Reputation: 45

last element in RDD using python spark

I am trying to get the last element information from a Spark RDD. I have sorted the RDD with respective the value of a (key, value) pair.

My data in RDD

(8, 0.98772733936789858)

(4, 3.0599761935471004)

(2, 3.1913934060593321)

(1, 4.9646263295153013)

(5, 5.3596802463208792)

(7, 5.5829277439661071)

(9, 6.4739040233992258)

(0, 6.9343681509951081)

(6, 7.4699692671955953)

(3, 8.6579764626088771)

I am able to get the first (key, value) pair using the first function, but not able to figure out how to get the last one. I can do a swap of (key, value) pair to (value, key) pair and get the required data using .max function. However, is there any other way to get the last element from a RDD using Python spark?

Upvotes: 1

Answers (2)

sparedes

Reputation: 91

Yes, there are other ways.

Here are a few (including yours) along with a very informal ranking of performance based on 1000 tests per method with one local worker thread on my machine -- using the dataset you provided in the question.

1) max()

Find the maximum item in this RDD.

output = (
          rdd.map(lambda (a, b): (b, a))
          .max()
         )

This was the 1st fastest on average.

2) sortByKey() -- with first()

Sorts this RDD, which is assumed to consist of (key, value) pairs.
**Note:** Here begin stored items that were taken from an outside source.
PR #513, opened 2025-02-26
fix(reset) return to login after resetting password

### LINKED ISSUE #366: User not redirected back to app
On the e2e tests if the user tries to log in, but decides to reset their password, they do not get redirected back on the original application.

Is this the intended behavior?

(see https://github.com/canonical/identity-platform-login-ui/pull/365#discussion_r1850700955)

edlerd:
# Done
- include return to when starting reset password flow from login

fixes #366


nsklikas (commented):
Can you add an e2e test for this? Uncommenting https://github.com/canonical/identity-platform-login-ui/blob/main/ui/tests/reset-password.spec.ts#L29 should be enough.

edlerd:
> Can you add an e2e test for this? Uncommenting https://github.com/canonical/identity-platform-login-ui/blob/main/ui/tests/reset-password.spec.ts#L29 should be enough.

Good hint, thanks! I updated the test.

How nice of the e2e test suite: It surfaced a missing piece, that is now fixed. I also updated one of the screenshots from the reset password flow, because indeed that step changed :)

nsklikas (approved):
Nice!! LGTM

natalian98 (approved):
lgtm, thanks for the fix
Could you rebase the PR?

edlerd:
Thanks for the reviews @natalian98 and @nsklikas 
Just pushed the rebase on main.

Issue #374, opened 2024-11-26
Remove MethodOnly struct


nsklikas:
On https://github.com/canonical/identity-platform-login-ui/blob/main/pkg/kratos/service.go#L585 we have a comment about refactoring once we update the sdk version. Is that still valid? Should we open an issue about it or the problem was not solved?

_Originally posted by @nsklikas in https://github.com/canonical/identity-platform-login-ui/pull/372#pullrequestreview-2461495884_

PR #577, opened 2025-04-14
fix: clean the request body parsing in login & settings flow

wood-push-melon:
This pull request aims to resolve the https://github.com/canonical/identity-platform-login-ui/issues/374. However, I decided to keep using the custom one, and not use the `SessionAuthenticationMethod` in the krato's SDK for the following reasons (Let me know if I'm off the road):

- It's not necessary because we only care about the authentication method that the user selects in the flow.
- Based on what I understand in the SDK's source code, the `SessionAuthenticationMethod` is to provide information about the authentication method that **_WAS_** used in the authenticated session.

### DIFF
--- a/pkg/kratos/service.go
+++ b/pkg/kratos/service.go
@@ -596,114 +596,87 @@ func (s *Service) FilterFlowProviderList(ctx context.Context, flow *kClient.Logi
 }
 
 func (s *Service) ParseLoginFlowMethodBody(r *http.Request) (*kClient.UpdateLoginFlowBody, []*http.Cookie, error) {
-	// TODO: try to refactor when we bump kratos sdk to 1.x.x
-	var (
-		ret     kClient.UpdateLoginFlowBody
-		cookies = r.Cookies()
-	)
-	methodOnly := new(methodOnly)
-
 	defer r.Body.Close()
-	b, err := io.ReadAll(r.Body)
 
+	cookies := r.Cookies()
+	bodyBytes, err := io.ReadAll(r.Body)
 	if err != nil {
 		return nil, cookies, errors.New("unable to read body")
 	}
 
 	// replace the body that was consumed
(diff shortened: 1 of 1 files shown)


pkg/kratos/service.go
```diff
@@ -596,114 +596,87 @@ func (s *Service) FilterFlowProviderList(ctx context.Context, flow *kClient.Logi
...
-			if c.Name == KRATOS_SESSION_COOKIE_NAME {
-				if i == len(cookies)-1 {
-					cookies = cookies[:i]
-				} else {
-					cookies[i] = cookies[len(cookies)-1]
-					cookies = cookies[:len(cookies)-1]
-				}
+	// Remove session cookie if this is a 1FA method
+	if s.is1FAMethod(methodPayload.Method) {
+		filtered := cookies[:0]
```
BarcoMasile, line 673: nitpick: I think this is ok, but just to stress the inner workings of the go language: this statement here doesn't actually instantiate a new slice (like in python for example). What happens is that `filtered` will hold a reference to the original `cookies`, and length and capacity properties will be modified by the `append` operation.
This means that the original cookies slice values will be replaced from the beginning with the kratos session cookie from the head of the list, but old values will still be there. Since len and cap would be updated accordingly this should not be a problem.
But, it could be a little cleaner to just instantiate a new completely new slice with

```go
  filtered := make([]*http.Cookie, 0)

```

BarcoMasile (approved):
LGTM

nsklikas (dismissed):
lgtm, I agree with Marco

pkg/kratos/service.go
wood-push-melon: yep, that's what I learned from this [source](https://josh-weston.medium.com/golang-in-place-slice-operations-5607fd90217). But happy to update it using the new slice to make it clear.

BarcoMasile (approved):

PR #677, opened 2025-08-06
Identifier first pattern support

natalian98:
This PR adds backend support for identifier first login pattern.
- adds `/self-service/login/id-first` endpoint to handle identifier first login flow
- adds `IDENTIFIER_FIRST_ENABLED` environment variable and expose it in `app-config` endpoint
- bypass kratos SDK for updating login and make a low-level http call to kratos with `Content-Type: application/x-www-form-urlencoded` to avoid hitting [this](https://github.com/ory/kratos/blob/15f3eb3aa25c92e3d1e025082226f26d2ab58718/selfservice/strategy/idfirst/strategy_login.go#L150C2-L154C3) error

### DIFF
--- a/internal/kratos/client_test.go
+++ b/internal/kratos/client_test.go
@@ -1,0 +1,35 @@
+package kratos
+
+import (
+	"context"
+	"net/http"
+	"net/http/httptest"
+	"testing"
+)
+
+func TestExecuteIdentifierFirstUpdateLoginRequest(t *testing.T) {
+	cookies := make([]*http.Cookie, 0)
+	cookie := &http.Cookie{Name: "test", Value: "test"}
+	cookies = append(cookies, cookie)
+
+	server := httptest.NewServer(http.HandlerFunc(func(w http.ResponseWriter, req *http.Request) {
+		if req.Method != http.MethodPost {
+			t.Fatalf("expected method POST, got %s", req.Method)
+		}
+		http.SetCookie(w, cookie)
+		w.WriteHeader(http.StatusSeeOther)
+	}))
+	defer server.Close()
+
+	client := NewClient(server.URL, false)
+	ctx := context.Background()
+
+	resp, err := client.ExecuteIdentifierFirstUpdateLoginRequest(ctx, "flow123", "csrf_token_1234", "test@example.com", cookies)
+
+	if err != nil {
+		t.Fatalf("expected error to be nil not %v", err)
+	}
+	if resp.StatusCode != http.StatusSeeOther {
+		t.Errorf("expected status 303, got %d", resp.StatusCode)
+	}
+}
--- a/pkg/kratos/handlers_test.go
+++ b/pkg/kratos/handlers_test.go
@@ -20,17 +20,18 @@ import (
 )
 
 const (
-	BASE_URL                        = "https://example.com"
-	HANDLE_CREATE_FLOW_URL          = BASE_URL + "/api/kratos/self-service/login/browser"
-	HANDLE_UPDATE_LOGIN_FLOW_URL    = BASE_URL + "/api/kratos/self-service/login"
-	HANDLE_GET_LOGIN_FLOW_URL       = BASE_URL + "/api/kratos/self-service/login/flows"
-	HANDLE_ERROR_URL                = BASE_URL + "/api/kratos/self-service/errors"
-	HANDLE_CREATE_RECOVERY_FLOW_URL = BASE_URL + "/api/kratos/self-service/recovery/browser"
-	HANDLE_UPDATE_RECOVERY_FLOW_URL = BASE_URL + "/api/kratos/self-service/recovery"
-	HANDLE_GET_RECOVERY_FLOW_URL    = BASE_URL + "/api/kratos/self-service/recovery/flows"
-	HANDLE_CREATE_SETTINGS_FLOW_URL = BASE_URL + "/api/kratos/self-service/settings/browser"
-	HANDLE_UPDATE_SETTINGS_FLOW_URL = BASE_URL + "/api/kratos/self-service/settings"
-	HANDLE_GET_SETTINGS_FLOW_URL    = BASE_URL + "/api/kratos/self-service/settings/flows"
+	BASE_URL                                      = "https://example.com"
+	HANDLE_CREATE_FLOW_URL                        = BASE_URL + "/api/kratos/self-service/login/browser"
+	HANDLE_UPDATE_LOGIN_FLOW_URL                  = BASE_URL + "/api/kratos/self-service/login"
+	HANDLE_UPDATE_IDENTIFIER_FIRST_LOGIN_FLOW_URL = BASE_URL + "/api/kratos/self-service/login/id-first"
+	HANDLE_GET_LOGIN_FLOW_URL                     = BASE_URL + "/api/kratos/self-service/login/flows"
+	HANDLE_ERROR_URL                              = BASE_URL + "/api/kratos/self-service/errors"
+	HANDLE_CREATE_RECOVERY_FLOW_URL               = BASE_URL + "/api/kratos/self-service/recovery/browser"
+	HANDLE_UPDATE_RECOVERY_FLOW_URL               = BASE_URL + "/api/kratos/self-service/recovery"
+	HANDLE_GET_RECOVERY_FLOW_URL                  = BASE_URL + "/api/kratos/self-service/recovery/flows"
+	HANDLE_CREATE_SETTINGS_FLOW_URL               = BASE_URL + "/api/kratos/self-service/settings/browser"
+	HANDLE_UPDATE_SETTINGS_FLOW_URL               = BASE_URL + "/api/kratos/self-service/settings"
+	HANDLE_GET_SETTINGS_FLOW_URL                  = BASE_URL + "/api/kratos/self-service/settings/flows"
 )
 
 //go:generate mockgen -build_flags=--mod=mod -package kratos -destination ./mock_logger.go -source=../../internal/logging/interfaces.go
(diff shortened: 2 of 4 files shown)


README.md
```diff
@@ -63,6 +63,7 @@ At the moment the application is sourcing the following from the environment:
 - `OPENFGA_MODEL_ID` - the OpenFGA model ID to use. If not specified, a new
   model will be created
 - `MFA_ENABLED` - whether MFA is enabled and enforced, defaults to true
+- `IDENTIFIER_FIRST_ENABLED` - whether login flow follows the identifier-first pattern, defaults to true
```
natalian98, line 66: This should be true by default if we follow the design

pkg/kratos/service.go
```diff
@@ -387,6 +391,74 @@ func (s *Service) UpdateRecoveryFlow(
...
+
+	form := url.Values{}
+	form.Set("csrf_token", *csrfToken)
+	form.Set("identifier", *identifier)
+	form.Set("method", "identifier_first")
+
+	u, err := url.Parse(s.kratosPublicURL + "/self-service/login")
+	if err != nil {
+		return nil, nil, fmt.Errorf("invalid kratos URL: %w", err)
+	}
```
BarcoMasile, line 418: this doesn't change for every invocation, it could be computed once and reused

pkg/kratos/service.go
```diff
@@ -387,6 +391,74 @@ func (s *Service) UpdateRecoveryFlow(
...
+
+	req, err := http.NewRequestWithContext(ctx, http.MethodPost, u.String(), strings.NewReader(form.Encode()))
+	if err != nil {
+		s.logger.Errorf("failed to create http request: %s", err)
+		return nil, nil, err
+	}
+	req.Header.Set("Content-Type", "application/x-www-form-urlencoded")
+	for _, c := range cookies {
+		req.AddCookie(c)
+	}
```
BarcoMasile, line 431: please isolate this "request building" logic in a separate private function

in alternative, you could unify the request building logic with the request invocation that happens at line 441

pkg/kratos/service.go
```diff
@@ -387,6 +391,74 @@ func (s *Service) UpdateRecoveryFlow(
...
+
+	client := &http.Client{
+		CheckRedirect: func(req *http.Request, via []*http.Request) error {
+			// Kratos returns 303 for identifier first flows. We disable these automatic redirects
+			// in order to let the handler process the BrowserLocationChangeRequired and change to 200
+			return http.ErrUseLastResponse
+		},
+	}
```
BarcoMasile: issue: this should be reused a single instance, and instantiating every time may cause issue since we would not have any control over how many connections are established with kratos

pkg/kratos/service.go
```diff
@@ -942,14 +1024,16 @@ func (s *Service) parseKratosRedirectResponse(ctx context.Context, resp *http.Re
 		Error:      redirectResp.Error,
 	}, nil
 }
-func NewService(kratos KratosClientInterface, kratosAdmin KratosAdminClientInterface, hydra HydraClientInterface, authzClient AuthorizerInterface, oidcWebAuthnSequencingEnabled bool, tracer tracing.TracingInterface, monitor monitoring.MonitorInterface, logger logging.LoggerInterface) *Service {
+func NewService(kratos KratosClientInterface, kratosAdmin KratosAdminClientInterface, hydra HydraClientInterface, authzClient AuthorizerInterface, KratosPublicURL string, oidcWebAuthnSequencingEnabled bool, tracer tracing.TracingInterface, monitor monitoring.MonitorInterface, logger logging.LoggerInterface) *Service {
```
BarcoMasile, line 1025: nitpick: KratosPublicURL parameter should be lowercase
```suggestion
func NewService(kratos KratosClientInterface, kratosAdmin KratosAdminClientInterface, hydra HydraClientInterface, authzClient AuthorizerInterface, kratosPublicURL string, oidcWebAuthnSequencingEnabled bool, tracer tracing.TracingInterface, monitor monitoring.MonitorInterface, logger logging.LoggerInterface) *Service {

```

pkg/kratos/service.go
```diff
@@ -387,6 +391,72 @@ func (s *Service) UpdateRecoveryFlow(
...
+	if !ok {
+		return nil, nil, fmt.Errorf("missing identifier")
+	}
+
+	form := url.Values{}
+	form.Set("csrf_token", *csrfToken)
+	form.Set("identifier", *identifier)
+	form.Set("method", "identifier_first")
+
+	u, err := url.Parse(s.kratosPublicURL + "/self-service/login")
```
wood-push-melon, line 415: (feel free to ignore)

It seems that this logic can be extracted out of the method. Or maybe put it at the beginning of the method (if it has to stay in this method).

pkg/kratos/service.go
```diff
@@ -491,6 +561,8 @@ func (s *Service) getUiError(responseBody io.ReadCloser) (err error) {
 	switch errorCode := errorCodes[0].Id; errorCode {
 	case IncorrectCredentials:
 		err = fmt.Errorf("incorrect username or password")
+	case IncorrectAccountIdentifier:
+		err = fmt.Errorf("account does not exist or has no login method configured")
```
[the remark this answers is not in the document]
natalian98: That's correct - they must either register with some IdP first or link it to an account to have it listed in the second login step

pkg/kratos/service.go
```diff
@@ -387,6 +391,72 @@ func (s *Service) UpdateRecoveryFlow(
...
+	q := u.Query()
+	q.Set("flow", flow)
+	u.RawQuery = q.Encode()
+
+	req, err := http.NewRequestWithContext(ctx, http.MethodPost, u.String(), strings.NewReader(form.Encode()))
+	if err != nil {
+		s.logger.Errorf("failed to create http request: %s", err)
+		return nil, nil, err
+	}
+	req.Header.Set("Content-Type", "application/x-www-form-urlencoded")
```
shipperizer, line 428: https://pkg.go.dev/github.com/ory/kratos-client-go#LoginFlow.SetType

based on what I read, if we set the type to API we won't need to perform form posts anymore, same applies from the frontend potentially

same argument is probably valid for the passkey setup

cmd/serve.go
```diff
@@ -93,7 +93,7 @@ func serve() {
 		panic("Invalid authorization model provided")
 	}
 
-	router := web.NewRouter(kClient, kAdminClient, hClient, authorizer, cookieManager, distFS, specs.MFAEnabled, specs.OIDCWebAuthnSequencingEnabled, specs.BaseURL, specs.SupportEmail, specs.KratosPublicURL, tracer, monitor, logger)
+	router := web.NewRouter(kClient, kAdminClient, hClient, authorizer, cookieManager, distFS, specs.MFAEnabled, specs.OIDCWebAuthnSequencingEnabled, specs.IdentifierFirstEnabled, specs.BaseURL, specs.SupportEmail, specs.KratosPublicURL, tracer, monitor, logger)
```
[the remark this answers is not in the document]
BarcoMasile: https://github.com/canonical/identity-platform-login-ui/issues/685

pkg/kratos/service.go
```diff
@@ -387,6 +393,78 @@ func (s *Service) UpdateRecoveryFlow(
...
+
+	resp, err := s.executeIdentifierFirstUpdateLoginRequest(ctx, flow, *csrfToken, *identifier, cookies)
+	if err != nil {
+		s.logger.Errorf("kratos request failed: %s", err)
+		return nil, nil, err
+	}
+
+	defer resp.Body.Close()
+
+	if resp.StatusCode == http.StatusSeeOther {
```
nsklikas, line 455: nit: happy path should not be in if or maybe a switch would be more appropriate.

pkg/kratos/service.go
```diff
@@ -387,6 +393,78 @@ func (s *Service) UpdateRecoveryFlow(
...
+		location := resp.Header.Get("Location")
+		return &BrowserLocationChangeRequired{RedirectTo: &location}, resp.Cookies(), nil
+	}
+
+	if resp.StatusCode == http.StatusBadRequest {
+		err = s.getUiError(resp.Body)
+		return nil, nil, err
+	}
+
+	return nil, nil, fmt.Errorf("unexpected status: %d", resp.StatusCode)
```
nsklikas, line 465: suggestion: log something here, not sure when this can happen but we should have some info about it

pkg/kratos/service.go
```diff
@@ -387,6 +393,78 @@ func (s *Service) UpdateRecoveryFlow(
 	return returnToResp, resp.Cookies(), nil
 }
 
+func (s *Service) executeIdentifierFirstUpdateLoginRequest(
```
nsklikas, line 396: thought: this looks like logic that should be part of the internal kratos client, not service logic

nsklikas, line 396: > bypass kratos SDK for updating login and make a low-level http call to kratos with Content-Type: application/x-www-form-urlencoded to avoid hitting [this](https://github.com/ory/kratos/blob/15f3eb3aa25c92e3d1e025082226f26d2ab58718/selfservice/strategy/idfirst/strategy_login.go#L150C2-L154C3) error

question: looking at that sample of code and [this](https://github.com/ory/herodot/blob/master/json.go#L100) function, it looks like even though the response is an error the flow is in there. Can't we use the sdk and get the flow from the response body?

nsklikas (changes requested):
couple of nits, I also have a question about whether we have to bypass the sdk

pkg/kratos/service.go
natalian98: Sure:
1. Clone `IAM-1639-identifier-first-pattern` branch and apply [this](https://gist.github.com/natalian98/c35da57481427b652f866094802795d6) patch for frontend on top.
2. In `kratos.yaml`, switch the login style to `identifier_first`.
3. Build and run login ui and the dev docker compose as usual.
4. Go to login page, it will be divided into 2 steps: in first you provide email, next you'll be shown available login methods.

If you want to test calling sdk, just switch line 68 in the patch file to `/api/kratos/self-service/login?flow=${encodeURIComponent(flowId)}`

pkg/kratos/service.go
natalian98: changed to a switch

pkg/kratos/service.go
natalian98: As discussed privately it appears to be a debugger issue as I can also get the flow from logs.
That said, 400 means form validation errors, causing the login flow update to fail. The returned flow object reflects this failure, so I still believe using the SDK isn’t feasible for this method. In a happy path, we should get a 303 and redirect to the next step, just like with my workaround.

nsklikas: 400 means that the server considers that there was a client error, in this case this means that a wrong content type was requested, not sure if this is a form validation error. IMO you should not get a 303 in a backchannel request, as a backend would not want to be served an html page. When I manually navigate my browser to `<login_ui_url>/ui/login?flow=<flow_id>` (after the sdk call), I can see that the flow has been updated.

I can see the argument that we should not expect an error response in a non-error path, but I think we should consider it since we wouldn't have to implement our own http logic.

pkg/kratos/service.go
BarcoMasile: put another comment on this since it has not been addressed yet, closing this in favor of the other comment

pkg/kratos/service.go
natalian98: I posted a question on the ory slack about the 400, let's wait for their reply and discuss next week @shipperizer @BarcoMasile

BarcoMasile: my 2 cents here: relying on a 400 error to handle a successful case is too fragile an approach and error prone. Also, we cannot expect Ory to keep a "successful" behavior when an error code is returned, since we would not have any guarantee that that behavior is kept in the future.
If I understand this thread correctly, then I suggest we don't rely on an error for our case.

internal/kratos/client.go
```diff
@@ -23,20 +33,73 @@ func (c *Client) MetadataApi() client.MetadataAPI {
...
+	for _, cookie := range cookies {
+		req.AddCookie(cookie)
+	}
+
+	return req, nil
+}
+
+func (c *Client) ExecuteIdentifierFirstUpdateLoginRequest(
+	ctx context.Context, flow string, csrfToken, identifier string, cookies []*http.Cookie,
+) (*http.Response, error) {
```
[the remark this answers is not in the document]
nsklikas: I agree it isn't necessary, just wanted to add to have a consistent interface as all other methods have this signature. Feel free to do what you want

pkg/kratos/service.go
nsklikas: Great and we already have a function for parsing the flow in case of error. Why don't we parse the flow in order to decide whether an error actually occurred or not?

internal/kratos/client.go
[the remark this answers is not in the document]
shipperizer: let's open an issue about it under the `enhancement` label, then let's move on

internal/kratos/client.go
```diff
@@ -23,20 +33,69 @@ func (c *Client) MetadataApi() client.MetadataAPI {
...
 	}
 
-	configuration.HTTPClient = &http.Client{Transport: otelhttp.NewTransport(http.DefaultTransport)}
+	httpClient := &http.Client{Transport: otelhttp.NewTransport(http.DefaultTransport)}
+	configuration.HTTPClient = httpClient
 
-	c.c = client.NewAPIClient(configuration)
+	loginURL, err := url.Parse(baseURL + "/self-service/login")
+	if err != nil {
+		panic(fmt.Sprintf("invalid kratos login url: %v", err))
```
shipperizer, line 93: no panic guys, unless we add a recover please

idea is to return the error and fail in the main or wherever we instantiate it

pkg/kratos/service.go
shipperizer: as mentioned in https://github.com/canonical/identity-platform-login-ui/pull/697#discussion_r2272479968 let's tackle this in a separate issue aimed at refactoring the interaction between kratos, backend and frontend.

let's move on from this

cc @nsklikas @natalian98

BarcoMasile (approved):

wood-push-melon (dismissed):

internal/kratos/client.go
shipperizer: my bad, didn't realize the NewClient doesn't return an error together with the pointer.

let's stick with panic for now

nsklikas (dismissed):

PR #735, opened 2025-09-05
feat: handle duplicate identifier error in settings flow

natalian98:
This PR addresses the "Account already exists" case from https://github.com/canonical/identity-platform-login-ui/pull/731#pullrequestreview-3183585923. The backend will return an error when a duplicate account is detected.

Duplicate identifiers are detected as part of `PostSettingsPrePersistHooks`. After signing in at the external IdP, Kratos returns a 200 with an error in the settings flow `ui.nodes.messages` object (see https://www.ory.sh/docs/kratos/reference/api#tag/frontend/operation/getSettingsFlow). This is similar to how we handle some [recovery](https://github.com/canonical/identity-platform-login-ui/blob/a871b592552d7d40d6fe1a6f4ab03f6acce3375c/pkg/kratos/service.go#L373-L381) flow errors.

### DIFF
--- a/pkg/kratos/service.go
+++ b/pkg/kratos/service.go
@@ -29,6 +29,7 @@ const (
 	InvalidRecoveryCode          = 4060006
 	RecoveryCodeSent             = 1060003
 	InvalidProperty              = 4000002
+	DuplicateIdentifier          = 4000007
 	InvalidAuthCode              = 4000008
 	MissingSecurityKeySetup      = 4000015
 	BackupCodeAlreadyUsed        = 4000012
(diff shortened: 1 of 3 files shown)


pkg/kratos/service.go
```diff
@@ -325,6 +326,18 @@ func (s *Service) GetSettingsFlow(ctx context.Context, id string, cookies []*htt
...
+	// with a 4000007 error in the rendered ui messages
+	if resp.StatusCode == http.StatusOK {
+		uiMsg := flow.GetUi()
+
+		for _, message := range uiMsg.GetMessages() {
+			if message.GetId() == DuplicateIdentifier {
+				return nil, nil, fmt.Errorf("an account with the same identifier already exists, contact support")
+			}
+		}
+	}
```
BarcoMasile, line 339: note for our team in the future: I would love to see these kind of logic wrapped in a function with a proper name that lets everybody know what's needed without the necessity of having comments explaining things. Let's keep this in mind

BarcoMasile (approved):
LGTM

PR #769, opened 2025-09-30
fix: redirect to user details page when session is valid

### LINKED ISSUE #768: Repetitive login redirection even when session is valid
If you are logged in and go to `/ui/login` page, Login UI will ask to authenticate again. This happens repeatedly as we create a new login flow:

https://github.com/user-attachments/assets/354e15f8-fd3c-4186-b155-3c291031efc3

Steps to reproduce:
1. Log in
2. Go to login page again - you have to complete another login flow

imo we should instead redirect to some generic landing page when there is already a valid session that meets the aal requirements, e.g. the user management page:

https://github.com/user-attachments/assets/cb22448e-b3cf-4847-8f9c-65bef1ed528d

I will open a PR if we agree on this approach.

natalian98:
This PR changes the login flow creation logic:
- Users who are already authenticated are redirected to the User Management page instead of initiating another flow.
- Users without a session or who have not completed 2FA when required proceed with the login flow as before.

closes https://github.com/canonical/identity-platform-login-ui/issues/768

### DIFF
--- a/pkg/kratos/handlers.go
+++ b/pkg/kratos/handlers.go
@@ -145,6 +145,10 @@ func (a *API) handleCreateFlow(w http.ResponseWriter, r *http.Request) {
 			a.cookieManager.ClearStateCookie(w)
 		}
 	} else {
+		// aal is not always a query param, propagate it from session if aal2
+		if isSessionAAL2(session) {
+			aal = "aal2"
+		}
 		response, cookies, err = a.handleCreateFlowNewSession(r, aal, returnTo, loginChallenge, refresh)
 	}
 
@@ -219,6 +223,14 @@ func (a *API) handleCreateFlowWithSession(r *http.Request, session *client.Sessi
 	}
 
 	return response, cookies, nil
+}
+
+func isSessionAAL2(session *client.Session) bool {
+	if session == nil || session.AuthenticatorAssuranceLevel == nil {
+		return false
+	}
+
+	return *session.AuthenticatorAssuranceLevel == client.AUTHENTICATORASSURANCELEVEL_AAL2
 }
 
 func parseGenericError(err error) (*KratosErrorResponse, bool) {
--- a/pkg/kratos/handlers.go
+++ b/pkg/kratos/handlers.go
@@ -147,11 +147,7 @@ func (a *API) handleCreateFlow(w http.ResponseWriter, r *http.Request) {
 			a.cookieManager.ClearStateCookie(w)
 		}
 	} else {
-		// aal is not always a query param, for kratos flows propagate aal2 from session
-		if isSessionAAL2(session) && loginChallenge == "" {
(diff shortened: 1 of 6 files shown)


pkg/kratos/handlers.go
```diff
@@ -137,6 +144,13 @@ func (a *API) handleCreateFlow(w http.ResponseWriter, r *http.Request) {
 	}
 
 	if err != nil {
+		// Propagate the KratosErrorResponse so frontend can handle it
+		if kratosError, ok := parseGenericError(err); ok {
+			w.WriteHeader(http.StatusInternalServerError)
```
nsklikas, line 149: thought: perhaps a different error code should be used. It isn't a server error and it would also make the frontend logic simpler, as they can reason about the type of error based on the http status code.

nsklikas (dismissed):
lgtm

pkg/kratos/handlers.go
natalian98: Switched to 400 to follow the status returned by kratos

BarcoMasile (dismissed):

nsklikas (dismissed):

BarcoMasile (dismissed):

natalian98:
let's merge https://github.com/canonical/identity-platform-login-ui/pull/697 before this one

nsklikas (commented):
I got the following bugs:
1. If I don't complete 2fa, the flow is broken. Setup an account with 2fa and:
- Go to the log in page
- Enter username/password
- instead of completing 2fa, go back
You won't be able to log in as the filter cookie functionality is removed.

2. On first login, instead of being redirected back to the app I end up to the manage_details page.

nsklikas (dismissed):
There is a minor issue, but realistically speaking it should not occur with the current deployment config. The rest of the comments are about personal preferences, so I am approving the PR and you can choose if you wish to keep them.

nsklikas (dismissed):

pkg/kratos/handlers.go
```diff
@@ -195,12 +213,26 @@ func (a *API) handleCreateFlowNewSession(r *http.Request, aal, returnTo, loginCh
...
 	response, cookies, err := a.service.AcceptLoginRequest(r.Context(), session, loginChallenge)
 	if err != nil {
-		return nil, nil, fmt.Errorf("failed to accept login request: %v", err)
+		return nil, nil, fmt.Errorf("failed to accept login request: %w", err)
 	}
 
 	return response, cookies, nil
 }
 
+func parseGenericError(err error) (*KratosErrorResponse, bool) {
```
wood-push-melon: (feel free to ignore, I might be pedantic and wrong):

We'd better follow the Go idiomatics to return `(value, error)` somehow if we can.

BarcoMasile (approved):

Return the first element in this RDD.

output = (
          rdd.map(lambda (a, b): (b, a))
          .sortByKey(ascending=False)
          .first()
         )

This was the 4th fastest on average.

3) top()

Get the top N elements from a RDD.

output = (
          rdd.map(lambda (a, b): (b, a))
          .top(1)
         )

This was the 3rd fastest on average

4) top() -- with comparison key

Get the top N elements from a RDD.

output = (
          rdd.top(1, key=lambda x: x[1])
         )

This was the 2nd fastest on average.

Final thoughts

You'll notice that the 4th method doesn't swap the (key/value)'s. Instead it sweeps over the rdd with key ('key' the argument -- not part of your rdd) specifying a function of one argument that is used to extract a comparison key from each element in the iterable, and in this case the comparison key is the second item in the your (key, value) tuples, i.e. value.

So method 1, max(), is perfectly good. But...

Once you're in the territory where you need the 'last n elements' (i.e. more than just the last element) then I would say method 4 is the preferred way to go.

Upvotes: 4

DPM

Reputation: 1581

RDD.first() is pretty efficient because it can be executed in a short-circuit fashion. Since you're sorting the data anyway, by the second value in the tuple, sort the RDD reversed and then just take the first element.

Upvotes: 3